3. Atherosclerosis: Fatty Arteries (p. 243)
   • a. Atherosclerosis (formerly called arteriosclerosis) is narrowing of arteries due to accumulation of cholesterol in plaques beneath inner lining of arteries.
   • b. A diet low in saturated fat and cholesterol is recommended to prevent its onset and development.
   • c. Plaque can cause clot to form on irregular arterial walls.
     • i. If clot remains stationary, it is called a thrombus.
     • ii. If clot is dislodged and moves with blood, it is termed an embolus.
4. Stroke and Heart Attack: Lack of Oxygen
   • a. Both strokes and heart attack are associated with hypertension.
   • b. A stroke or cardiovascular accident (CVA) occurs when a portion of brain dies due to a lack of oxygen. Two causes are:
     • i. a ruptured arteriole from high blood pressure.
     • ii. an embolus blocks blood flow.
   • c. Stroke results in paralysis or death; early symptoms include numbness in hands or face, difficulty speaking, or temporary blindness in one eye.
   • d. Heart attack, also called a myocardial infarction, occurs when a portion of heart dies due to lack of oxygen.
     • i. If coronary artery is partially blocked, one may suffer from angina pectoris, radiating pain in the left arm.
     • ii. Angina is relieved by nitroglycerin which dilates blood vessels.
     • iii. If coronary artery is completely blocked, perhaps by thromboembolism, a heart attack occurs.
5. Dissolving Blood Clots
   • a. Medical treatment for thromboembolism involves dissolving blood clots.
   • b. Two drugs usually used:
     • i. Streptokinase produced by bacteria.
     • ii. tPA (tissue plasminogen activator), produced by genetic engineering but also the body's natural agent.
   • c. Both drugs convert plasminogen found in blood into plasmin, an enzyme that dissolves a blood clot; must be used immediately to prevent permanent damage.
   • d. Aspirin is an anticoagulant given to inhibit the stickiness of platelets; used for angina and thrombolytic stroke.
6. Clearing Clogged Arteries
   • a. Angioplasty is use of a plastic tube, inserted into an artery and inflated at plaque site to open the vessel; problems include the vessel re-closing due to smooth muscle cells growing in response to the trauma; future gene therapy may involve delivering a virus to site at same time as angioplasty. (Fig. 13.3)
   • b. Coronary bypass surgery involves splicing a segment of another blood vessel to bypass blood around a blocked coronary artery; it may also be possible to use gene therapy to cause new bypass vessels to grow.
7. Donated and Artificial Hearts (p. 246)
   • a. Congestive heart failure occurs when heart can no longer pump blood adequately; blood backs up in heart and lungs.

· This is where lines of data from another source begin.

PR #745, opened 2026-07-16
Prevent large buffers used in dowloading

s-l-teichmann:
The checker, dowloader and aggregator are fetching advisories from the net.
To reduce memory strain the memory allocated for one file is hold and re-used
for the next advisories.

The implementation lead to  using more memory than needed. Once a large advisory is
loaded the corresponding large chunk of memory is hold till the end of the program.
Having more downloading workers the problem multiples.

This PR integrates a buffer recycling between downloading workers that only
helds memory blocks up to 4 MiB. Larger chunks are not reused. This is
sensible as larger advisories are rare compared to the majority of small ones.

### DIFF
--- a/cmd/csaf_aggregator/full.go
+++ b/cmd/csaf_aggregator/full.go
@@ -20,6 +20,7 @@ import (
 	"time"
 
 	"github.com/gocsaf/csaf/v3/csaf"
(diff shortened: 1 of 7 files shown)


JanHoefelmeyer (approved):
LGTM & works

4echow (approved):
lgtm

PR #375, opened 2019-10-03
Reverted the change related to dynamic setting of gunicorn worker count

kichalla:
We are reverting because some customers were depending on in-memory session which does not persist when an app runs on multiple workers.

### DIFF
--- a/src/startupscriptgenerator/src/python/scriptgenerator.go
+++ b/src/startupscriptgenerator/src/python/scriptgenerator.go
@@ -11,27 +11,24 @@ import (
 	"fmt"
 	"os"
 	"path/filepath"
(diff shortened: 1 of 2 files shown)


src/startupscriptgenerator/src/python/scriptgenerator.go
```diff
@@ -11,27 +11,24 @@ import (
...
 	"os"
 	"path/filepath"
-	"runtime"
-	"strconv"
 	"strings"
 )
 
-
 type PythonStartupScriptGenerator struct {
-	AppPath                     string
```
kichalla: All these whitespace changes were done by VS Code automatically

PR #381, opened 2019-10-07
[714233] Add --output parameter to build-script command

cormacpayne:
Resolves issue 714233 -- following the same pattern as the `run-script` command, added an `--output` parameter to the `build-script` command to allow users to write the generated build script to a given path.

### DIFF
--- a/src/BuildScriptGeneratorCli/Commands/BuildScriptCommand.cs
+++ b/src/BuildScriptGeneratorCli/Commands/BuildScriptCommand.cs
@@ -48,6 +48,12 @@ namespace Microsoft.Oryx.BuildScriptGeneratorCli
             Description = "Additional information used by this tool to generate and run build scripts.")]
         public string[] Properties { get; set; }
 
+        [Option(
+            "--output",
+            CommandOptionType.SingleValue,
+            Description = "The path that the build script will be written to. If not specified, the result will be written to STDOUT.")]
+        public string OutputPath { get; set; }
+
         internal override int Execute(IServiceProvider serviceProvider, IConsole console)
         {
             var scriptGenerator = new BuildScriptGenerator(
@@ -61,7 +67,18 @@ namespace Microsoft.Oryx.BuildScriptGeneratorCli
                 return ProcessConstants.ExitFailure;
             }
 
-            console.WriteLine(generatedScript);
+            if (string.IsNullOrEmpty(OutputPath))
+            {
+                console.WriteLine(generatedScript);
+            }
+            else
+            {
+                File.WriteAllText(OutputPath, generatedScript);
+                console.WriteLine($"Script written to '{OutputPath}'");
+
+                // Try making the script executable
+                ProcessHelper.TrySetExecutableMode(OutputPath);
+            }
 
             return ProcessConstants.ExitSuccess;
         }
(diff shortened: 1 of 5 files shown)


src/BuildScriptGeneratorCli/Commands/BuildScriptCommand.cs
```diff
@@ -48,6 +48,12 @@ internal class BuildScriptCommand : CommandBase
             Description = "Additional information used by this tool to generate and run build scripts.")]
         public string[] Properties { get; set; }
 
+        [Option(
+            "--output",
+            CommandOptionType.SingleValue,
+            Description = "The path that the build script will be written to. If not specified, the result will be written to STDOUT.")]
```
kichalla: nit: We try to keep the width of the text <=120 characters to avoid scrolling in GitHub. I use the VS extension `Guidelines` with which you can set the limit to 120.

src/BuildScriptGeneratorCli/Commands/BuildScriptCommand.cs
```diff
@@ -61,7 +67,18 @@ internal override int Execute(IServiceProvider serviceProvider, IConsole console
                 return ProcessConstants.ExitFailure;
             }
 
-            console.WriteLine(generatedScript);
+            if (string.IsNullOrEmpty(OutputPath))
```
kichalla: Get the full path of this string since users can supply relative (`./foo.sh` or `../foo.sh`) or full paths

src/BuildScriptGeneratorCli/Commands/BuildScriptCommand.cs
```diff
@@ -61,7 +67,18 @@ internal override int Execute(IServiceProvider serviceProvider, IConsole console
...
+            {
+                console.WriteLine(generatedScript);
+            }
+            else
+            {
+                File.WriteAllText(OutputPath, generatedScript);
```
kichalla: Can you check if this api still works if a user supplies a path which does not have all the directories in the path? if not, we should create it IMO

cormacpayne: Added an extensions class for file system operations that includes a method for this.

tests/Oryx.Common.Tests/FileExtensionsTest.cs
```diff
@@ -0,0 +1,50 @@
...
+        private string _testDirPath;
+
+        public FileExtensionsTest(TestTempDirTestFixture testFixture)
+        {
+            _testDir = testFixture;
+            _testDirPath = testFixture.RootDirPath;
+        }
+
+        [Fact]
+        public void SafeWriteAllText_Sanity()
```
kichalla: This is grouping multiple test scenarios in one method...It is better to have separate methods because a failure in one test blocks running other tests in this method (sure you can run the build again to find the next failure but that is not ideal) and also if we start looking at a test method's run history we would need to consider mixing multiple scenarios

src/Common/Extensions/FileExtensions.cs
```diff
@@ -0,0 +1,57 @@
...
+            {
+                Directory.CreateDirectory(parentPath);
+            }
+
+            File.WriteAllText(outputPath, contents);
+        }
+
+        /// <summary>
+        /// This method will recursively enumerate the files under a given path since the
+        /// Directory.EnumerateFiles call does not check to see if a directory exists before
```
kichalla: I am curious when does this actually happen. I would argue it is the job of this .NET Core api to do these checks and give us the results. If we want to do safe enumeration, it should be enough to just check if supplied argument's directory exists?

   • b. Heart donor transplants face two difficulties:
     • i. shortage of donor hearts.
     • ii. donated heart is rejected as foreign organ.
   • c. Alternatives:
     • i. back muscle can be wrapped around a weak heart.
     • ii. cardiac cell transplants involve injecting cardiac muscle cells that will contribute to pumping of heart.

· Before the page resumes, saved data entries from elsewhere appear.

Issue #90, opened 2019-04-23
oryx run-script - Platform name is required


derekbekoe:
### Bug Report

- At what date and time did you most recently experience the problem? =
**Apr 22 2019**

- Where did you experience the problem? E.g. Azure Web Apps, Azure Functions, Azure Container Registry, or offline use.
**Local**

- If your repo is publicly available please share its URL:
**https://github.com/vsls-contrib/guestbook**

- What happened?
Platform name is required while [the oryx README](https://github.com/Microsoft/Oryx/blob/master/README.md#build-and-run-an-app) suggests it's not required.

- What did you expect or want to happen?
It runs without `--platform nodejs` being required.

- How can we reproduce it?
```bash
$ docker run -it oryxprod/build:latest bash
# git clone https://github.com/vsls-contrib/guestbook
# cd guestbook/
# oryx build
# oryx run-script --appPath .
Platform name is required.
```

gpcastro:
Thanks Derek, we will work on this.

cormacpayne:
The fix for this has been merged and will be available in the next release of the Oryx build image.

PR #383, opened 2019-10-08
[854302] Platform name is no longer required for run-script command

cormacpayne:
Resolves issue 854302 (or GitHub issue https://github.com/microsoft/Oryx/issues/90) -- the `run-script` command currently fails if the user does not provide a value for the `--platform` parameter. These changes will use the same detection algorithm as the `build*` commands to determine the platform of the given repository (or the current directory if a source is not given).

A `ScriptGeneratorContext` abstraction was introduced to allow `build*` and `run*` commands to have their own information about the generator context, but not disrupt what the platform and detector classes need to determine if their platform is compatible.

### DIFF
--- a/src/BuildScriptGenerator/RunScriptGeneratorContext.cs
+++ b/src/BuildScriptGenerator/RunScriptGeneratorContext.cs
@@ -11,16 +11,16 @@ namespace Microsoft.Oryx.BuildScriptGenerator
     public class RunScriptGeneratorContext : ScriptGeneratorContext
     {
         /// <summary>
-        /// Gets or sets the name of the main programming language used in the repo.
-        /// If none is given, a language detection algorithm will attemp to detect it.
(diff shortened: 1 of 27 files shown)


src/BuildScriptGenerator/RunScriptGeneratorContext.cs
```diff
@@ -0,0 +1,30 @@
...
+    /// <summary>
+    /// Options for the run script generation process.
+    /// </summary>
+    public class RunScriptGeneratorContext : ScriptGeneratorContext
+    {
+        /// <summary>
+        /// Gets or sets the name of the main programming language used in the repo.
+        /// If none is given, a language detection algorithm will attemp to detect it.
+        /// </summary>
+        public string Language { get; set; }
```
gpcastro: we like to use "platorm" instead of "language", although we might still have occurrences of "language" in the code. The reason for this is node for instance is not really a language but a "programming platform".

   • d. Artificial hearts attempt to fulfill heart function with machinery.
     • i. Jarvik-7 was first experimental artificial heart; first used on December 2, 1982 with Barney Clark.
     • ii. Newer artificial heart models must overcome problems with continuous reliable power and limited size.

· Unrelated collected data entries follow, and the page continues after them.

PR #387, opened 2019-10-14
Enable diagnostic logging when running tests to catch random test failures on CI agents

kichalla:


build/testBuildImages.sh
```diff
@@ -6,6 +6,11 @@
 
 set -e
 
+echo
```
kichalla: Temporary code. We can remove it once we have identified the root cause of failed builds.

build/testBuildImages.sh
```diff
@@ -26,4 +31,14 @@ fi
...
 cd "$TESTS_SRC_DIR/$testProjectName"
-dotnet test --test-adapter-path:. --logger:"xunit;LogFilePath=$ARTIFACTS_DIR\testResults\\$testProjectName.xml" -c $BUILD_CONFIGURATION
\ No newline at end of file
+
+artifactsDir="$REPO_DIR/artifacts"
+mkdir -p "$artifactsDir"
+diagnosticFileLocation="$artifactsDir/$testProjectName-log.txt"
+
+dotnet test \
+    --diag "$diagnosticFileLocation" \
```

8. Veins: Dilated and Inflamed
   • a. Varicose veins are abnormal and irregular dilations in surface veins.
     • i. Usually found in the lower legs.
     • ii. Varicose veins in the rectum are termed hemorrhoids or piles.
     • iii. Develop when the valves become weak and blood backs up and expands vein; may be aggravated by crossing legs or otherwise constricting blood flow.
   • b. Phlebitis is inflammation of a vein.
     • i. Inflamed deep vessels may cause blood to clot.
     • ii. Resulting embolus may break off and come to rest in lungs; termed pulmonary embolism, it can result in death.